Nello specifico, si definisce titolare del trattamento il soggetto che determina la finalità dei trattamenti. Il responsabile del trattamento è invece il soggetto che tratta dati personali per conto del titolare del trattamento.

I titolari e i responsabili del trattamento sono obbligati a redigere e tenere aggiornati i registri.

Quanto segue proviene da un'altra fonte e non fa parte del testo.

PR #4504, opened 2024-12-16
Add a way to stream template rendering

fabpot:
Even if we're using `yield` internally, there is no easy way to stream template rendering. This new method can be used like this to HTTP stream a template with Symfony:

```php
use Symfony\Component\HttpFoundation\StreamedResponse;
use Twig\Environment;

$twig = new Environment(/* ... */);

$response = new StreamedResponse($twig->load('index')->stream([]));
$response->send();
```

### DIFF
--- a/src/TemplateWrapper.php
+++ b/src/TemplateWrapper.php
@@ -30,6 +30,22 @@ final class TemplateWrapper
     ) {
     }
 
+    /**
+     * @return iterable<scalar|\Stringable|null>
+     */
+    public function stream(array $context = []): iterable
+    {
+        yield from $this->template->yield($context);
+    }
+
+    /**
+     * @return iterable<scalar|\Stringable|null>
+     */
+    public function streamBlock(string $name, array $context = []): iterable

In teoria, sarebbero esclusi dall’obbligo imprese e organizzazioni con meno di 250 dipendenti.

Tuttavia, anche le aziende e le organizzazioni con meno di 250 dipendenti devono redigere e tenere aggiornati i registri nei casi in cui:

  • il trattamento dati che esse effettuano possa esercitare un rischio per i diritti e le libertà dell’interessato;
  • il trattamento non sia occasionale;
  • il trattamento includa categorie particolari di dati, tra cui l’origine etnica, le opinioni politiche, le convinzioni religiose o filosofiche, o l’appartenenza sindacale, nonché dati genetici, dati biometrici intesi a identificare in modo univoco una persona fisica, dati relativi alla salute o alla vita sessuale o all’orientamento sessuale della persona, (articolo 9) o i dati personali relativi a condanne penali e a reati, (articolo 10).

Pertanto, anche piccolissime aziende B2B – che trattano esclusivamente i dati di contatto dei clienti e i dati dei dipendenti nella gestione del rapporto di lavoro – devono adottare i registri.

Ma quali informazioni devono contenere i registri?

 

IL REGISTRO DEL TITOLARE DEL TRATTAMENTO

La gestione del registro è responsabilità del titolare del trattamento e, se applicabile, del suo rappresentante, inoltre deve necessariamente contenere:

  1. il nome e i dati di contatto del titolare del trattamento e, ove applicabile, del co-titolare del trattamento, del rappresentante del titolare del trattamento e del responsabile della protezione dei dati;
  2. le finalità del trattamento;
  3. una descrizione delle categorie di interessati e delle categorie di dati personali;
  4. le categorie di destinatari a cui i dati personali sono stati o saranno comunicati, compresi i destinatari di paesi terzi od organizzazioni internazionali;
  5. ove applicabile, i trasferimenti di dati personali verso un paese terzo o un’organizzazione internazionale, compresa l’identificazione del paese terzo o dell’organizzazione internazionale e, per i trasferimenti di cui al secondo comma dell’articolo 49 del regolamento, la documentazione delle garanzie adeguate.
  6. ove possibile, i termini ultimi previsti per la cancellazione delle diverse categorie di dati;
  7. ove possibile, una descrizione generale delle misure di sicurezza tecniche e organizzative di cui all’articolo 32, paragrafo 1 del regolamento.

 

IL REGISTRO DEL RESPONSABILE DEL TRATTAMENTO

Il responsabile del trattamento e, ove applicabile, il suo rappresentante sono obbligati alla tenuta di un registro di tutte le categorie di attività relative al trattamento svolte per conto di un titolare del trattamento, contenente:

  1. il nome e i dati di contatto del responsabile o dei responsabili del trattamento, di ogni titolare del trattamento per conto del quale agisce il responsabile del trattamento, del rappresentante del titolare del trattamento o del responsabile del trattamento e, ove applicabile, del responsabile della protezione dei dati;
  2. le categorie dei trattamenti effettuati per conto di ogni titolare del trattamento;
  3. ove applicabile, i trasferimenti di dati personali verso un paese terzo o un’organizzazione internazionale, compresa l’identificazione del paese terzo o dell’organizzazione internazionale e, per i trasferimenti di cui al secondo comma dell’articolo 49 del regolamento, la documentazione delle garanzie adeguate;
  4. ove possibile, una descrizione generale delle misure di sicurezza tecniche e organizzative di cui all’articolo 32, paragrafo 1 del regolamento.

Entrambi i registri devono essere redatti e costantemente aggiornati in forma scritta o in alternativa in formato elettronico recando non solo la data di istituzione ma anche dell’ultimo aggiornamento, cosicché possano essere visionati su richiesta dell’autorità di controllo, ovvero il Garante per la Protezione dei Dati Personali. Per venire incontro alle PMI, il Garante ha previsto versioni semplificate del registro del titolare e del responsabile del trattamento.